In this CRC colloquium we're happy to welcome:

**Robert Lasarzik (WIAS / FU Berlin)**

Energy-variational solutions for different viscoelastic fluid models

Nonlinear evolution equations are ubiquitous in the modelling of processes in science and technology. Since they model phenomena like shocks and turbulence, classical solutions cannot be expected and generalized solutions need to be considered. After recalling different generalized solution concepts, the concept of energy-variational solutions is introduced for a general class of evolution equations. Under certain convexity assumptions, the existence of such solutions can be shown constructively by an adapted minimizing movement scheme. Weak-strong uniqueness follows by a suitable relative energy inequality. Moreover, energy-variational solutions are compared to other generalized solution concepts for specific systems in fluid dynamics. Finally, the general result is applied to two different viscoelastic fluid models without stress diffusion, and a short comparison of different viscoelastic models hints at advantages and disadvantages of this energy-variational approach.

**Sabine Jansen (LMU München)**

Virial expansion, inversion theorems, density functionals

Many quantities of interest in equilibrium statistical mechanics cannot be computed explicitly. At low density or activity (fugacity), however, they admit power series expansions, for example the Mayer and virial expansions. I will present recent results on convergence for inhomogeneous systems where the variable is a density profile. The mathematical key is a novel inversion theorem for holomorphic functionals in infinite-dimensional Banach spaces. Based on joint work with Tobias Kuna and Dimitrios Tsagkarogiannis.

**Sara Danieri (Gran Sasso Science Institute, L’Aquila)**

Energy driven pattern formation: an exploration into the mechanisms of self-made order.

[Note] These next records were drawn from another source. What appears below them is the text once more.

PR #275, opened 2026-08-16
Migrate push service to Linkstr

### LINKED ISSUE #253: Migrate the push service (apps/push) from direct nostr-tools usage to linkstr
The web app and service worker now run all nostr protocol through `@linky/linkstr` (#241), but `apps/push` still consumes `nostr-tools` directly:

- `src/relayWatcher.ts` — its own `SimplePool` with a reconnecting kind-1059 subscription (`["linky","push"]`-tagged wraps), hand-rolled `verifyEvent` checks, seen-event dedupe cache, and relay-hint extraction
- `src/ownership.ts` — verifies kind-27235 ownership proofs with `verifyEvent` (the client side of these proofs is now produced by linkstr's `makePushOwnershipProof`)
- `src/guards.ts`, `src/types.ts` — nostr-tools `Event` type

This duplicates logic linkstr already owns: relay subscription lifecycle/resubscribe (`WrapInbox` / `NostrTransport`), event authentication, and the push-marker wire convention (`LINKY_PUSH_MARKER_TAG`/`VALUE`).

Migration notes:

- The push service never decrypts wraps and has no user identity, so it doesn't fit `LinkstrIdentity`-based composition as-is — it needs the transport/subscription layer and codec-level validation without an identity, or a small identity-free composition entry
- Proof verification should share the kind-27235 wire shape with `httpAuth/codec.ts` so client and server can't drift
- `docker/evolu-relay` protocol-compat gotcha doesn't apply here, but the push service Docker image build must keep working with the workspace dependency

kaladivo:
## What changed

- add an identity-free `PushInbox` to `@linky/linkstr` with per-relay resubscription, rolling lookback filters, outer-wrap signature validation, delivery phase tracking, relay-hint extraction, and authenticated cross-relay dedupe
- move kind-27235 push ownership-proof verification into Linkstr's shared HTTP-auth codec
- migrate `apps/push` off direct `nostr-tools` usage while retaining SQLite dedupe across process restarts
- update the push Docker build to include the Linkstr workspace source
- document the new composition and add Linkstr/push integration coverage

## Why

The web app and service worker already use Linkstr as their sole Nostr protocol surface, but the push service still duplicated transport lifecycle, wire validation, marker conventions, and proof verification. This gives the identity-free server a purpose-built Linkstr entry point without requiring decryption keys.

## Impact

Push delivery remains generic and non-decrypting. Historical events are suppressed using Linkstr's per-relay backfill/live phase, while live push-marked wraps continue to fan out to web and Android subscriptions.

## Validation

- `bun run check-code`
- `bun run test` (920 tests passed)
- `bun run --filter @linky/push build`
- `docker build -f apps/push/Dockerfile -t linky-push-linkstr-test .`

Closes #253


packages/linkstr/src/push/PushInbox.ts
```diff
@@ -0,0 +1,132 @@
...
+            Effect.gen(function* () {
+              const nowSeconds = Math.floor(
+                (yield* Clock.currentTimeMillis) / 1000,
+              );
+              const lookbackSeconds = Math.floor(
+                Duration.toMillis(options.lookback) / 1000,
+              );
+              const filter: Filter = {
+                kinds: [GIFT_WRAP_KIND],
+                [`#${LINKY_PUSH_MARKER_TAG}`]: [LINKY_PUSH_MARKER_VALUE],
```
kaladivo: **Blocker: this filter is rejected by the production relays.** `#linky` is a multi-letter tag key; NIP-01 only defines `#<single-letter>` filters. relay.damus.io, nos.lol, and relay.primal.net all run strfry (verified via NIP-11), and strfry's `src/filters.h` (checked at the deployed tags 1.0.3 and 1.1.0) unconditionally throws `unindexed tag filter` for any `#key` longer than one letter and answers `CLOSED "bad req"`. The transport surfaces the close, `resubscribeForever` retries forever with backoff, and the service delivers **zero notifications** while `/health` stays ok.

It looks fine locally because nostr-rs-relay 0.10.0 (`subscription.rs:156`) silently *ignores* the key — dev degrades to the full kind-1059 firehose instead — and `PushInbox.test.ts:124-129` asserts this exact filter against a fake transport, locking the bug in.

Fix: drop the `#linky` key from the wire filter. `decodePushWrap` already re-checks the marker client-side, so removing it restores exactly the old (working) semantics.

packages/linkstr/src/push/PushInbox.ts
```diff
@@ -0,0 +1,132 @@
...
+                since: Math.max(nowSeconds - lookbackSeconds, 0),
+              };
+              let eoseSeen = false;
+              yield* transport.subscribe(
+                relay,
+                filter,
+                (raw) => {
+                  Queue.unsafeOffer(rawWraps, {
+                    delivery: eoseSeen ? "live" : "backfill",
```
kaladivo: **Reconnect backfill window permanently drops genuinely new wraps.** `eoseSeen` is per subscription *attempt* (reset by every resubscribe), `since` is recomputed as `now − lookback` each attempt, dedupe (`seenWrapIds`) is global first-arrival-wins, and the consumer records-then-drops backfill wraps. So: a relay socket drops (`enableReconnect: false` makes every drop a fresh attempt), a wrap published around the reconnect arrives pre-EOSE on that relay first → labeled `backfill` → written to the durable `seen_events` ledger and dropped; the live copy from another relay is deduped. The notification is lost permanently (ledger retention is 3d6h). `PushInbox.test.ts:131-138` currently pins this as *intended* behavior.

For fairness: the suppress-and-record ordering is byte-for-byte pre-existing on main, and the old code was worse in aggregate (global phase flag + forced 3-day replay 144×/day meant cross-relay rescue was impossible). But old `enableReconnect: true` resumed from `lastEmitted+1` with **no** backfill window per reconnect, so the per-disconnect window is a genuine regression.

Fix direction: a per-relay cursor for `since`, or suppress/record only on the delivery path so a live re-arrival can promote an earlier backfill sighting.

packages/linkstr/src/push/headless.ts
```diff
@@ -0,0 +1,56 @@
...
+              readRelays: config.readRelays,
+              writeRelays: [],
+            }),
+            config.transport ?? NostrTransportSimplePool,
+          ),
+        ),
+      ),
+    ),
+  );
+  const fiber = Effect.runFork(program);
```
kaladivo, line 69: **Every failure mode of the watcher is invisible.** Three layers compound: decode failures map to `Option.none()` with no log (the typed `PushWrapFailure` is discarded), `resubscribeForever` `Effect.ignore`s every relay error and close reason, and `Effect.runFork` here has no failure observer — Effect *does* log unhandled fiber failures, but at Debug level, below the default Info threshold (empirically verified on this repo's effect 3.19.19 under Bun: a failing `runFork` prints nothing). No `Logger` configuration exists anywhere in `apps/push` or linkstr.

Combined with the filter bug, the production symptom is: one `[push] opening linkstr relay watcher` line, then silence forever, with `/health` green. The old code logged malformed wraps with a reason, EOSE catch-up, and subscription closes.

Fix: log the `PushWrapFailure` on the decode `Left`, surface close reasons from the resubscribe loop, and provide a `Logger.minimumLogLevel` / unhandled-error log-level layer here.

apps/push/src/relayWatcher.ts
```diff
@@ -17,268 +16,40 @@ interface RelayWatcherOptions {
...
-    const since = Math.floor(Date.now() / 1000) - CATCH_UP_LOOKBACK_SECONDS;
-    this.liveDeliveryEnabled = false;
+    if (this.subscription !== null) return;
     console.info(
-      `[push] opening relay watcher subscription reason=${reason} since=${since}`,
+      `[push] opening linkstr relay watcher with ${CATCH_UP_LOOKBACK_SECONDS}s lookback`,
     );
-    this.subscription = this.pool.subscribeMany(
-      this.relayUrls,
+    this.subscription = watchPushInbox(
```
kaladivo, line 49: **A stalled REQ on a live socket never heals now.** The old 10-minute forced subscription restart is gone, and `resubscribeForever` only re-fires after an attempt *completes* (i.e. after `onclose`). A relay that keeps the websocket alive but loses subscription state (relay restart behind an LB, proxy half-close) reads as healthy forever: the keepalive ping opens a *new* REQ id each time (in Bun, `ws.once` is undefined so nostr-tools always takes the patched `limit: 1` dummy-REQ path), so it detects dead sockets but not a dropped long-lived subscription. Old code self-healed within 10 minutes; new code stays deaf on that relay until process restart.

Worth restoring a periodic refresh, or tying liveness detection to the actual subscription.

packages/linkstr/src/push/codec.ts
```diff
@@ -0,0 +1,85 @@
...
+ * authenticates its id, tags and ciphertext for safe routing and dedupe.
+ */
+export const decodePushWrap = (
+  input: unknown,
+): Either.Either<PushWrap, PushWrapFailure> =>
+  Either.gen(function* () {
+    const wrap = yield* decodeWrap(input).pipe(
+      Either.mapLeft((): PushWrapFailure => "malformed-wrap"),
+    );
+    if (!verifyEvent(wrap)) {
```
kaladivo, line 64: **Each wrap is now schnorr-verified ~6× instead of ~1×.** Three compounding causes: (1) the transport already verified the raw event and nostr-tools caches that under `verifiedSymbol` *on the event object* — but this verifies a freshly constructed Schema instance, so the cache is lost and this is a second real verification; (2) `NostrTransport.subscribeToRelay` passes no `alreadyHaveEvent`, so with 3 relays each unique wrap is parsed+verified per relay (the old `subscribeMany` short-circuited duplicates before JSON.parse); (3) in `PushInbox.processRaw`, dedupe runs *after* `decodePushWrap`, so even in-memory duplicates pay full curve decode + schnorr first. Also the marker check below sits after `verifyEvent`, so unrelated 1059s pay the verify too.

Today the PR is still a net perf win because the relay-side filter shrinks the input — but that evaporates once the `#linky` filter is removed (see the PushInbox comment), making this the dominant cost on the backfill path.

Cheap fixes, no semantic change: move the marker check above `verifyEvent`; check the untrusted `raw.id` against `seenWrapIds` before decoding (a forged colliding id can only cause a drop, no security loss); or wire `alreadyHaveEvent` through the transport.

packages/linkstr/src/push/PushInbox.ts
```diff
@@ -0,0 +1,132 @@
...
+interface RawArrival {
+  readonly delivery: InboxDelivery;
+  readonly raw: unknown;
+}
+
+const GIFT_WRAP_KIND = 1059;
+const DEFAULT_RESUBSCRIBE_DELAY = Duration.seconds(5);
+const SEEN_WRAPS_CAPACITY = 4096;
+
+const makeSeenWrapIds = () => {
```
kaladivo: ~40 lines here are char-for-char copies of `inbox/WrapInbox.ts`: `makeSeenWrapIds` + `SEEN_WRAPS_CAPACITY`, `RawArrival`, `GIFT_WRAP_KIND`, `DEFAULT_RESUBSCRIBE_DELAY`, the acquire-release queue, and the per-relay `eoseSeen` closure. The copy also dropped WrapInbox's comment explaining the correctness invariant (only *authenticated* wraps may be marked seen — PushInbox relies on the same invariant by only adding ids on the `onRight` branch).

`docs/architecture.md` describes this as one shared behavior, but it's now two independently-editable implementations — any fix to phase semantics, dedupe, or teardown has to land twice. Suggest extracting the shared internals (a `seenWrapIds` module and a per-relay phased subscription feed next to `internal/resubscribe.ts`) and letting each inbox supply only its filter and `processRaw`.

apps/push/src/relayWatcher.ts
```diff
@@ -17,268 +16,40 @@ interface RelayWatcherOptions {
...
-
-    this.seenEventIds.markSeen(eventId, nowMs);
-    return true;
   }
 
   pruneSeen(nowMs: number): void {
-    this.seenEventIds.pruneExpired(nowMs);
     this.storage.pruneSeenEvents(
       nowMs,
       Math.max(
```
kaladivo: `eventDedupeTtlMs` is now inert: its only remaining use is this `Math.max` against a 78 h constant floor (3-day lookback + 6 h margin), and the default is 24 h — so `PUSH_EVENT_DEDUPE_TTL_MS` (still documented in `apps/push/.env.example`) does nothing unless set above 78 h, and can only ever *raise* retention. An operator lowering it to shrink the dedupe window gets no effect.

Suggest deleting the option and its plumbing (config field, `RelayWatcherOptions`, `index.ts` wiring, `.env.example` line) and pruning with the constants directly — or renaming it to what it now is, a retention-floor override.

kaladivo (commented):
Reviewed the migration end to end (all findings below were adversarially verified against the deployed relay software, nostr-tools internals, and the pre-PR behavior on main).

**TL;DR: as-is, this breaks push delivery entirely in production while passing every test.** The `#linky` wire filter is rejected by strfry, which is what relay.damus.io, nos.lol, and relay.primal.net all run — and the failure is invisible because the watcher has no failure logging. Details inline. The three comments I'd treat as blockers: the wire filter, the missing failure logging, and the reconnect backfill-suppression race.

Also credit where due — verification showed the migration is a real improvement in several ways: the old watcher forced a full 3-day backfill window 144×/day with a global phase flag (so cross-relay rescue was structurally impossible), and the new per-relay design fixes that. A few scary-looking candidates were checked and *refuted*: a bad `PUSH_DEFAULT_RELAYS` entry cannot crash boot (config normalization provably satisfies the `RelayUrl` brand — fuzzed 400k inputs), and the ownership-proof path got cheaper per request, not more DoS-able.

**Why tests didn't catch the blocker, and how to fix that:** `PushInbox.test.ts` asserts the filter *shape* against a permissive in-memory fake, and the dev relay (nostr-rs-relay) silently ignores unsupported filter keys — so every layer validated the implementation, none validated the contract. Suggested layers: (1) make the fake transport strict — reject any non-single-letter `#` tag filter with CLOSED, like strfry does, so the unit test fails immediately; (2) add a strfry container to the e2e docker profile and assert actual wrap delivery through it, since that's what production runs; (3) surface subscription CLOSED reasons in logs (needed anyway, see the observability comment) so tests can assert their absence.

apps/push/src/relayWatcher.ts
```diff
@@ -288,112 +59,76 @@ export class RelayWatcher {
...
-      console.debug(
-        `[push] skipped malformed gift wrap id=${event.id} pubkey=${event.pubkey} recipients=${describeEventRecipients(event)} reason=${validation.reason ?? "unknown"}`,
-      );
-      return;
-    }
-
-    if (!this.recordSeen(event.id, nowMs)) {
-      console.debug(`[push] skipped duplicate event id=${event.id}`);
+    const nowMs = Date.now();
+    if (!this.storage.recordSeenEvent(wrap.wrapId, nowMs)) {
```
kaladivo, line 108: Two things on this line. First, ordering: `recordSeenEvent` runs before the `delivery === "backfill"` drop below, so a suppressed wrap is durably recorded and can never be delivered later, even across restarts — this is what makes the backfill race in `PushInbox` permanent. (The ordering is pre-existing on main, but it's newly load-bearing now that reconnects create backfill windows.)

Second, coverage: `relayWatcher.test.ts` was deleted and nothing replaced it — there's no test for this record-before-drop ordering, none for `SEEN_WRAPS_CAPACITY` FIFO eviction in `PushInbox`, and none for `pruneSeen`. The deleted suite pinned exactly this class of bug (eviction/TTL regressions); a refactor that reorders the ledger write or breaks eviction currently ships green.

docs/architecture.md
```diff
@@ -35,11 +35,12 @@ Architectural decisions and behavioral constraints for Linky. Keep this file up
...
+- `PushInbox` is the identity-free kind-1059 sibling used by `apps/push`: `watchPushInbox` composes it over `NostrTransport` without a `LinkstrIdentity`, one reconnecting subscription per relay filters `#linky=push` with a fresh rolling lookback, and the service emits signature-verified outer-wrap facts with recipient/relay-hint routing plus per-relay `backfill`/`live` delivery. Authenticated wrap ids are FIFO-deduped across relays in Linkstr; the push service retains only its SQLite seen-id ledger for restart-safe dedupe. It never decrypts wraps or imports `nostr-tools`
```
kaladivo: Two doc nits: "It never decrypts wraps or imports `nostr-tools`" — with `PushInbox` as the bullet's leading subject this reads as a claim about linkstr's push module, which *does* import nostr-tools (`push/codec.ts` imports `verifyEvent`; it's true only of `apps/push`). As written, someone "restoring" the invariant would delete the only signature check on the push path. Worth naming `apps/push` explicitly.

Also, the push-service paragraph further down (~line 182) still describes the deleted in-memory seen-id cache and the removed 10-minute periodic subscription refresh — should be updated in this PR.

apps/push/src/ownership.ts
```diff
@@ -12,46 +13,8 @@ interface OwnershipVerifierOptions {
...
-  return value;
-}
-
-function expectedProofContent(action: ProofAction): string {
-  return action === "subscribe"
-    ? "linky-push-subscribe"
-    : "linky-push-unsubscribe";
-}
+const failureStatus = (failure: PushOwnershipProofFailure): number =>
+  failure === "invalid-signature" || failure === "invalid-pubkey" ? 401 : 400;
```
kaladivo: Heads-up, not a blocker: this mapping shuffles the error contract. Non-hex `sig` went 400→401, wrong `action` tag 401→400, duplicated `pubkey` tag 400→401, and structurally-bad events collapsed from field-specific `invalid_request` messages to a generic `invalid_proof: malformed-event` — with internal failure tags now leaking into user-visible strings (the web client surfaces the raw body). Verified that no client branches on these codes today and every previously-rejected shape is still rejected, so the cost is purely debuggability: a client shipping a malformed proof can no longer tell which field drifted. Fine if intentional, just flagging it as a deliberate decision.

packages/linkstr/src/push/codec.ts
```diff
@@ -0,0 +1,85 @@
...
+      return yield* Either.left<PushWrapFailure>("invalid-signature");
+    }
+    if (
+      !wrap.tags.some(
+        (tag) =>
+          tag[0] === LINKY_PUSH_MARKER_TAG &&
```
kaladivo: Small reuse/cleanup batch in this file: the marker check and p-tag scan re-implement `internal/nostrEvent.ts` helpers — this check is `tagValues(wrap.tags, LINKY_PUSH_MARKER_TAG).includes(LINKY_PUSH_MARKER_VALUE)` and the recipient scan is `tagValues(wrap.tags, "p")` (same `tag[1] !== undefined` handling; precedent in `inbox/authenticateWrap.ts` and `chat/codec.ts`). That would leave one copy of the tag-extraction rules instead of three. Also, just below, the second `recipient === undefined` guard after `recipients.length !== 1` is unreachable (and `noUncheckedIndexedAccess` isn't enabled in this repo, so it's not required by the type checker) — the two guards can collapse into one. Relatedly, `httpAuth/codec.ts` `singleTagValue` re-scans its already-filtered one-element list via `firstTagValue`; `values[0]?.[1] ?? null` is behavior-identical (keep the preceding filter — switching it to `tagValues` would change duplicate-rejection semantics for valueless tags).

kaladivo:
All review findings are now addressed on this branch (12 commits on top of the migration):

**Blockers**
- `#linky` wire filter removed — the subscription is plain `{kinds:[1059], since}` with the marker enforced client-side, and the test fake now rejects unindexed multi-letter tag filters the way strfry does, so this class of bug fails at unit level.
- Backfill race fixed: the seen-set records only authenticated **live** emissions and the service no longer durably records suppressed backfill, so a wrap first seen during a reconnect replay is still delivered when a live copy arrives (the test that pinned the losing behavior now pins the rescue).
- Observability: linkstr stays console-free but reports invalid push-marked wraps, relay attempt closes with reasons, per-relay EOSE, and fatal watcher failures through callbacks; `apps/push` logs all of them.

**Rest**
- 10-minute per-relay subscription refresh restored (detects relays that drop a REQ without closing the socket).
- Cross-relay `alreadyHaveEvent` dedupe wired through the transport (optional param; no change for other callers) plus a cheap marker peek before schema/signature work — unrelated firehose events are rejected by a tag scan again.
- Ownership-proof error contract restored: structural failures → 400 with human-readable messages, crypto/authz failures → 401; sig/id hex tightened at the schema level.
- Inert `PUSH_EVENT_DEDUPE_TTL_MS` knob removed end to end.
- Shared FIFO seen-set extracted to `internal/seenWrapIds.ts` with direct eviction tests; the two inbox loops keep their intentional divergence documented.
- New `relayWatcher.test.ts` pins the delivery-decision ordering (backfill never recorded, duplicates suppressed, pruning); new `codec.test.ts` covers all decode failure paths.
- `docs/architecture.md` and the linkstr README reconciled with the final behavior.

Verified: `bun run check-code` clean; full unit suite green (linkstr 264, push 13, core 42, linkstr-react 26, web-app 601). Note the `local-stack` e2e only runs on pushes to main, so it will gate the Vercel promotion after merge rather than on this PR.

Patterns, intended as ordered regular structures, are ubiquitous in nature. At micro- and mesoscopic scale ordered structures spontaneously emerge in a surprisingly diverse set of physical and chemical systems and they usually form simple structures with some degree of regularity, such as ``bubbles'' or ``lamellar/striped patterns''. One of the leading mechanisms at the base of pattern formation at such scale is since decades recognized to be the competition between short-range attractive forces (favouring pure phases) and long-range repulsive interactions (favouring instead oscillations between different phases). Despite the numerous numerical and experimental studies on the subject, the mathematical mechanisms behind the formation of regular periodic structures is still in most physical cases poorly understood. Two main difficulties reside in the nonlocality of the interactions and in the phenomenon of symmetry breaking, namely the fact that the ground states of such systems have less degrees of symmetry than the energy they minimize. In this talk we will give an overview of the main open problems in the field and discuss some recent results obtained in collaboration with E. Runa in which symmetry breaking and pattern formation has been rigorously proved.